1 - Do no try to mentor too many startups

Useless - I saw this at 500Startups. Too many people are mentoring too many
startups. For the entrepreneur or the team you are mentoring the most
important thing is bringing your experience to the table. Your specific
experience in a specific field, most of the time. There are exceptions, but
try to be the mentor of a few set of startups (2 to 4) and focus on them with
clear goals also on your side.

2 - Real examples (don't be vague)

Many times after a mentor meeting, as an entrepreneur, you will feel totally
lost. You have different mentors and everyone is just telling you different
things. You are the one taking the final decision. In this case I usually rely
on examples and experiences from those mentors: when you are trying to suggest
an option, a specific path or a solution, bring a real example in your
conversation. That will create trust and differentiate your opinion from
thousands of other comments.

3 - Mentorship is a long path

The best mentors I had were "following" me.
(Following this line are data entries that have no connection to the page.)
PR #7972, opened 2024-12-17
actions: fix loop re-entry

### LINKED ISSUE #6534: while/repeat/wait_until will corrupt arguments when run concurrently
### The problem

The actions are instantiated once per definition but they store the trigger arguments in their class member ([example](https://github.com/esphome/esphome/blob/444e162c92c3148a14493f66d3de256679a6eedf/esphome/core/base_automation.h#L356)), which gets overridden, causing corruption when they are called multiple times.

2024.12.0-dev

pip

n/a

RP2040

### Board

Pico W

core

### YAML Config

```yaml
esphome:
  name: test-2040

rp2040:
  board: rpipicow

wifi:
  ssid: Ulai
  fast_connect: true

  # Optional manual IP
  manual_ip:
    static_ip: 192.168.1.91
    gateway: 192.168.1.1
    subnet: 255.255.255.0
    dns1: 192.168.1.1

logger:
  level: ERROR

ota:
  - platform: esphome

api:
  reboot_timeout: 0s

globals:
   - id: global_counter
     type: size_t

time:
  - platform: sntp
    id: sntp_time
    timezone: Etc/UTC
    servers:
      - 192.168.1.1

    on_time:
      - seconds: /10
        then:
          - http_request.get:
              url: !lambda |-
                return "https://httpbin.org/anything?x=" + std::to_string(id(global_counter)++);
              capture_response: true
              max_response_buffer_size: 4kB
              on_response:
                then:
                  - lambda: |-
                      const char *const TAG = "TEST";
                      
                      json::parse_json(body, [TAG](JsonObject root) -> bool {

                        JsonObject args = root["args"];
                        if (!args) {
                          ESP_LOGE(TAG, "no args");
                          return false;
                        }
                        const char *arg = args["x"];
                        ESP_LOGE(TAG, "got response for request #%s", arg);
                        return true;
                      });

                  - wait_until:
                      condition:
                        lambda: return (id(global_counter) % 5) == 0;

                  - lambda: |-
                      const char *const TAG = "TEST_AFTER_WAIT";
                      
                      json::parse_json(body, [TAG](JsonObject root) -> bool {

                        JsonObject args = root["args"];
                        if (!args) {
                          ESP_LOGE(TAG, "no args");
                          return false;
                        }
                        const char *arg = args["x"];
                        ESP_LOGE(TAG, "got response for request #%s", arg);
                        return true;
                      });


http_request:
  verify_ssl: false
```

```txt
[09:58:41][E][TEST:068]: got response for request #0
[09:58:51][E][TEST:068]: got response for request #1
[09:59:00][E][TEST:068]: got response for request #2
[09:59:10][E][TEST:068]: got response for request #3
[09:59:22][E][TEST:068]: got response for request #4
[09:59:22][E][TEST_AFTER_WAIT:089]: got response for request #4
[09:59:22][E][TEST_AFTER_WAIT:089]: got response for request #3
[09:59:22][E][TEST_AFTER_WAIT:089]: got response for request #3
[09:59:22][E][TEST_AFTER_WAIT:089]: got response for request #3
[09:59:22][E][TEST_AFTER_WAIT:089]: got response for request #3
```

### Additional information

_No response_

afflux:

The actions are instantiated once per definition but they store the trigger arguments in their class member ([example](https://github.com/esphome/esphome/blob/444e162c92c3148a14493f66d3de256679a6eedf/esphome/core/base_automation.h#L356)), which gets overridden, causing corruption when they are called multiple times.

Note that I'm removing the stored arguments in the `while` and `repeat` actions because they still have the action arguments available in the call stack and there is no code path in the code base that can do any changes to them.

## Types of changes

- [ ] Other

- fixes https://github.com/esphome/issues/issues/6534

- N/A

## Test Environment

- [ ] ESP32
- [ ] ESP32 IDF
- [ ] ESP8266
- [x] RP2040
- [ ] BK72xx
- [ ] RTL87xx

```yaml
esphome:
  name: test-2040

rp2040:
  board: rpipicow

wifi:
  ssid: !secret wifi_ssid
  fast_connect: true

  # Optional manual IP
  manual_ip:
    static_ip: 192.168.1.91
    gateway: 192.168.1.1
    subnet: 255.255.255.0
    dns1: 192.168.1.1

logger:
  level: ERROR

ota:
  - platform: esphome

api:
  reboot_timeout: 0s

globals:
   - id: global_counter
     type: size_t

script:
  - id: handle_response
    mode: parallel
    parameters:
      body: string
    then:
      - lambda: |-
          const char *const TAG = "TEST";

          json::parse_json(body, [TAG](JsonObject root) -> bool {

            JsonObject args = root["args"];
            if (!args) {
              ESP_LOGE(TAG, "no args");
              return false;
            }

            const char *arg = args["x"];
            ESP_LOGE(TAG, "got response for request #%s", arg);
            return true;
          });

      - wait_until:
          condition:
            lambda: return (id(global_counter) % 5) == 0;

      - lambda: |-
          const char *const TAG = "TEST_AFTER_WAIT";

          json::parse_json(body, [TAG](JsonObject root) -> bool {

            JsonObject args = root["args"];
            if (!args) {
              ESP_LOGE(TAG, "no args");
              return false;
            }
            const char *arg = args["x"];
            ESP_LOGE(TAG, "got response for request #%s", arg);
            return true;
          });

time:
  - platform: sntp
    id: sntp_time
    timezone: Etc/UTC
    servers:
      - 192.168.1.1

    on_time:
      - seconds: /10
        then:
          - http_request.get:
              url: !lambda |-

                return "https://httpbin.org/anything?x=" + std::to_string(id(global_counter)++);
              capture_response: true
              max_response_buffer_size: 4kB
              on_response:
                then:
                  - lambda: id(handle_response)->execute(body);

http_request:
  verify_ssl: false

```

## Checklist:


afflux:
still relevant

esphome/components/script/script.h
```diff
@@ -286,15 +286,19 @@ template<class C, typename... Ts> class ScriptWaitAction : public Action<Ts...>,
...
+    }
   }
 
   void play(Ts... x) override { /* ignore - see play_complex */
   }
 
  protected:
   C *script_;
-  std::tuple<Ts...> var_{};
+  std::queue<std::function<void()>> play_queue_;
```
bdraco: std::queue is backed by a std::deque which allocates 512 byte chunks.  With many script this could run an esp8266 out of RAM quickly.

afflux: what's your suggested alternative? std::list?

bdraco: `std::list` probably makes the most sense.

  | Approach              | Empty (never used) | Empty (after 1st use) | 1 element | 3 elements | Max capacity   |
  |-----------------------|--------------------|-----------------------|-----------|------------|----------------|
  | std::queue<T> (deque) | 24-512 bytes*      | 512 bytes ❌           | 512 bytes | 512 bytes  | ~512 per chunk |
  | StaticVector<T, 8>    | 260 bytes          | 260 bytes             | 260 bytes | 260 bytes  | 8 (fixed)      |
  | FixedVector<T>        | 12 bytes†          | 260 bytes‡            | 260 bytes | 260 bytes  | Set at init()  |
  | Ring buffer (lazy)    | 20 bytes           | 260 bytes‡            | 260 bytes | 260 bytes  | Set at init()  |
  | std::list<T> ✅        | 14 bytes           | 14 bytes              | 54 bytes  | 134 bytes  | Unbounded      |

Note that my table might not be perfectly accurate

bdraco: std::queue only starts to look good at large numbers..

bdraco: Also need to handle the unbounded grow. It needs a reasonable limit

bdraco (changes requested):
Thanks for the fix. The core approach looks correct once the memory issue is addressed.  Limit the fix to scripts that can run in parallel so we don't pay the memory cost unless its parrallel.

This PR changes `WhileAction`, `RepeatAction`, `WaitUntilAction`, and `ScriptWaitAction`. These are used heavily across all ESPHome configs. We need integration tests before merge.

Suggest splitting into two PRs:

**First PR:** Add `tests/integration/test_action_concurrent_reentry.py`
- Reproduce the parameter corruption from issue [#6534](https://github.com/esphome/issues/issues/6534)
- Parallel script with parameters
- wait_until that suspends execution
- Multiple concurrent invocations
- Assert each gets correct parameters
- Mark `@pytest.mark.xfail(reason="https://github.com/esphome/issues/issues/6534")`

**Second PR:** Apply this fix, remove the xfail marker, verify test passes.

This gives us regression coverage and proves the fix works.

esphome/components/script/script.h
afflux: How did you generate these numbers? How does std::forward_list compare? From its implementation, I see no reason for it to have a bigger cost than storing the default-initialized std::tuple before the change.

afflux:
> Limit the fix to scripts that can run in parallel so we don't pay the memory cost unless its parrallel.

On the `Action` level, I don't see a simple way to determine if the script or automation can run in parallel or not. I expect this to require a major refactoring, which I am not comfortable doing. In theory, the std::forward_list based approach should be cheap enough - let me know what you get from re-running the numbers.

> Also need to handle the unbounded grow. It needs a reasonable limit

Not sure how to handle this gracefully. My best idea is to check `Automation::num_running()` during trigger execution and reject new triggers when above a hardcoded maximum, but that is potentially a long walk through the ActionList for every trigger, and it's not clear to me, what a reasonable maximum would be.

> We need integration tests before merge.

done, see #11652

bdraco:
> > Also need to handle the unbounded grow. It needs a reasonable limit
> 
> Not sure how to handle this gracefully. My best idea is to check `Automation::num_running()` during trigger execution and reject new triggers when above a hardcoded maximum, but that is potentially a long walk through the ActionList for every trigger, and it's not clear to me, what a reasonable maximum would be.

I think we can punt on this for now as its also a problem for number of executions. I recently fixed this in #11308 for queued but didn't have the time to do parallel as well.

bdraco:
> > We need integration tests before merge.
> 
> done, see #11652

Thanks!

bdraco:
> > Limit the fix to scripts that can run in parallel so we don't pay the memory cost unless its parrallel.
> 
> On the `Action` level, I don't see a simple way to determine if the script or automation can run in parallel or not. I expect this to require a major refactoring, which I am not comfortable doing. In theory, the std::forward_list based approach should be cheap enough - let me know what you get from re-running the numbers.

We are going to need to come up with a way to split it. I'll think about that.  Maybe thats template classes with c++20 concepts or separate classes. It should be possible to figure out at Python codegen time separate classes, or with c++20 concepts at compile time if we can't figure it out at codegen time.

Downside to separate classes is 2x the bug fix surface. Templates are probably the best option

bdraco:
Separate classes might be the way to go. I started using templates and concepts to have the same `WaitUntilAction` and it became way too complex

afflux (commented):
What if the `script.wait_until` action is used in an automation trigger? Wouldn't this also be a potentially parallel context?

Edit: sorry, new GitHub UI is confusing me - this comment was supposed to go here:
https://github.com/esphome/esphome/pull/7972/files#diff-8fb488fbb00c19400b4b7888a5ffb32f83349ce9607e982f05717db5317605b7R54-R57

bdraco:
> What if the `script.wait_until` action is used in an automation trigger? Wouldn't this also be a potentially parallel context?

Than we have a correctness problem which is a good argument to always use the parallel versions.

esphome/components/script/script.h
bdraco: I'll check `std::forward_list`. They are a pain to benchmark because I have to write custom services, compile, upload to the device and than run

bdraco: Just thinking about it, should use 50% of the overhead of `std::list` so probably not worth benchmarking as its clearly the better choice

bdraco:
> > What if the `script.wait_until` action is used in an automation trigger? Wouldn't this also be a potentially parallel context?
> 
> Than we have a correctness problem which is a good argument to always use the parallel versions.

Now we need tests for concurrent execution of wait_until and script.wait actions

bdraco:
I think this is good to go. Let's see if the bot can find anything we missed

esphome/core/base_automation.h
```diff
@@ -268,32 +269,30 @@ template<typename... Ts> class WhileAction : public Action<Ts...> {
   void add_then(const std::initializer_list<Action<Ts...> *> &actions) {
     this->then_.add_actions(actions);
     this->then_.add_action(new LambdaAction<Ts...>([this](Ts... x) {
-      if (this->num_running_ > 0 && this->condition_->check_tuple(this->var_)) {
+      if (this->num_running_ > 0 && this->condition_->check(x...)) {
```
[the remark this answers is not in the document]
bdraco: 4486bdf77d1e971ed356d459ee83958b522535fa

esphome/components/script/script.h
```diff
@@ -286,15 +303,30 @@ template<class C, typename... Ts> class ScriptWaitAction : public Action<Ts...>,
...
       return;
 
-    this->play_next_tuple_(this->var_);
+    while (!this->param_queue_.empty()) {
+      auto &params = this->param_queue_.front();
+      this->play_next_tuple_(params, typename gens<sizeof...(Ts)>::type());
+      this->param_queue_.pop_front();
+    }
+    // Queue is now empty - disable loop until next play_complex
+    this->disable_loop();
```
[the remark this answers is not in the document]
bdraco: I don't think its correct. It should work either way. The question is if we want to process them all in one loop iteration or we should do one per loop to avoid blocking the loop for too long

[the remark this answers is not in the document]
bdraco: The only way we would care is if someone misconfigures this and we end up with a giant queue.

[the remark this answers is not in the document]
bdraco: I think we exhaust the memory on the device before this is a problem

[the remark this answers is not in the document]
bdraco: Yeah we are going to OOM before this is a problem

esphome/core/base_automation.h
```diff
@@ -359,39 +367,57 @@ template<typename... Ts> class WaitUntilAction : public Action<Ts...>, public Co
...
+      auto expired = timeout && (now - start) >= *timeout;
 
-    this->play_next_tuple_(this->var_);
+      if (!expired && !this->condition_->check_tuple(var)) {
+        return false;
+      }
+
+      this->play_next_tuple_(var);
+      return true;
+    });
```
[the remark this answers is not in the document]
bdraco: Same feedback as https://github.com/esphome/esphome/pull/7972/#discussion_r2485023962

esphome/components/script/script.h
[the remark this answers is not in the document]
afflux: It's not even correct:

1. num_running_ is incremented in play_complex(), not decremented
2. It will be decremented in play_next(), which is called exactly as many times, as play_complex() was called

bdraco (approved):
Thanks @afflux 

Good to go on my end if I didn't break anything with the refactoring

afflux:
Thank you @bdraco!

That's not having a conversation
for an hour or just asking for a couple of suggestions and that's also why, as
a mentor, you should be super clear on what you expect in return - it's just
the best way to start that relationship.

Just another note. Most of the people that used to be my mentors became very
close friends. In most cases we used to do business together and the fact I
was younger helped me getting the best out of that relationships. If you are
doing a startup you should try to work with other entrepreneurs that love to
be mentors or at least with people that have been in your position before -
that will make all the difference.